São medidas/posturas
assim, que ocorrem em micro contextos, que fazem em minha opinião, deixar o
povo cada vez mais pacífico, paciente. E depois, reclamam dizendo que o povo
não se interessa mais por política. É que não existem mais espaços para
discussões. Claro: no “ambiente virtual” terá muito espaço para discussão. Mas
não é a mesma coisa.
Como falei, não
queria constranger ninguém. Queria apenas trocar uma palavra com o
representante do Ministério, talvez. Então, que tipo de educação em saúde nós
queremos, fiquei pensando? Problematizadora, crítica, ou apenas essa vertical,
onde algumas pessoas falam, soando como: “voz da verdade,,,,” Fico pensando
nessas coisas.
Já no momento da
tarde, a professora, falou um pouco sobre a questão do PI- que é o Projeto de
Intervenção, que todos teremos que entregar, no final do curso. Então, ao
invés da Monografia Final, ou como se diz TCC – Trabalho de Conclusão de Curso,
ou até mesmo um Artigo Científico, nessa pós-graduação, entregaremos o PI.
Achei interessante,
essa proposta de PI no final do curso. Entretanto, só não gostei de um aspecto,
expressos pelos seguintes comentários da nossa professora: “Esse é um trabalho
diferente de um trabalho científico”. “Esse trabalho não será como um trabalho
científico”. “Esse trabalho não terá o mesmo rigor que um trabalho científico”.
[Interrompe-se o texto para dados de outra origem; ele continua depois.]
PR #86, opened 2023-05-16
Combine Revisable and Status columns into one

qu8n:
This PR contains the work for [this issue](https://app.zenhub.com/workspaces/metadb-scrum-5fcfa28a4ccc1600165347b6/issues/gh/mskcc/smile-server/951). We're combining the Revisable and Status columns into one to make information more relevant and concise for the PMs.

Desired behavior for the combined column:

- if revisable = false, show "loading" icon
- if revisable = true and validationStatus = true, show checkmark
- if revisable = true and validationStatus = false, show warning icon

### DIFF
--- a/frontend/src/pages/requests/helpers.tsx
+++ b/frontend/src/pages/requests/helpers.tsx
@@ -194,58 +194,35 @@ export const SampleDetailsColumns: ColDef<SampleMetadataExtended>[] = [
     editable: (params) => !protectedFields.includes(params.colDef.field!),
   },
   {
-    field: "revisable",
-    headerName: "Revisable",
-    cellRenderer: function (
-      params: EditableCallbackParams<SampleMetadataExtended>
-    ) {
-      return params.data?.revisable ? (
-        <span>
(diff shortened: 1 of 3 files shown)


ao508 (changes requested):
On editing a sample / submitting changes, the record gets highlighted red (expected) but the loading ring icon does not display

frontend/src/pages/requests/helpers.tsx
```diff
@@ -472,4 +448,5 @@ const protectedFields: string[] = [
   "species",
   "validationStatus",
   "validationReport",
+  // "status",
```
ao508, line 451: let's add status back to the protected fields list (if the row is a checkmark I'm allowed to double click and see its value is actually `true`)

ao508: actually i see that it's actually the "revisable" field that is editable. let's add revisable to the list here instead and remove status.

ao508 (changes requested):
minor changes requested. otherwise looks good!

Ou seja, o que eu entendi, é que esse nosso trabalho, tem alguma coisa de
“menor valia”, que um trabalho dito científico logo de início.
Concordo até com a
ideia de que não é um trabalho científico. Mas deu a impressão de que seja um
trabalho a ser realizado, mais “fácil”. Acho que o PI não deve ser “menor”, ou
“maior” que um trabalho científico. Mas diferente, isso sim.
Em um questionamento
que eu fiz da questão do diferente, eu perguntei para a professora, se esse
trabalho de PI, poderia ser, de algum trabalho que já foi realizado, ou mesmo,
que está em andamento. Ela disse que já realizado não, mas que em andamento,
poderia até ser.
Eu perguntei isso, devido
pensar, que são 500 alunos, e que não é possível, que pelo menos alguns dos demais colegas,
não tenha algum tipo de trabalho interessante, experiência, para compartilhar com os colegas, publiciza-lo
para nós. Talvez um colega tenha um, ou até dois trabalhos interessantes, e que
não tenha tido tempo ainda de escrever sobre, e que no curso, poderia se dar
mais aporte “teórico” ao trabalho. Colocando no PI aquilo que vem trabalhando
ao longo dos anos, e às vezes até, ao longe de décadas...
E todos nós sabemos
que existem muitos profissionais, e eu acho que sou um desses, que quer estar
no curso, não apenas para aprender (eu quero muito aprender “mais”), mas
também, para trocar experiências, práticas, percepções, daquilo que eu penso
que a grande maioria de nós, comprometidos e eticamente engajados nos serviços,
já estamos realizando.
Às vezes, existirá
algum colega que lerá algum texto, disponibilizado pelos professores do curso,
e a “ficha cairá”, dizendo: “puxa, eu já faço isso no meu contexto, estou no
caminho certo.” E não apenas trabalhadores que vão fazer totalmente diferente
ao que estão trabalhando, pois “não é assim que estaria nos livros”, ou que
não é o que os professores ensinaram.
Existe uma questão
geral, relacionado a isso que eu escrevi acima, que é a questão de que nós,
trabalhadores “da ponta”, não produzimos, ou até mesmo, não temos “o
conhecimento”. Pode até ser que não seja o tipo de conhecimento mais valorizado
socialmente, como é o próprio conhecimento tido científico. Mas nós da ponta,
carregamos muitos “conhecimentos”, que é só nosso, próprio, de quem está lá no
serviço, diariamente. Não é o do escritor do livro de atenção básica, não é o
do professor universitário, não é o do nosso gestor da secretaria da saúde, nem
mesmo do Ministro Padilha. É diferente. E único. E por isso importantíssimo. E
isso que é o nosso diferencial. E é isso em minha opinião, que deve ser
ressaltado no PI. Talvez não seja o “rigor” científico, mas a questão da
realidade, “nua e crua”, crítica, das dificuldades, avanços e desafios, que
nós, diariamente, estamos totalmente imersos.
É
isso. Desculpe ter me alongado em demasia na narrativa.
Esse
foi o relato do meu primeiro dia de aula.
Gostei
bastante de tudo. Fez-me pensar bastante.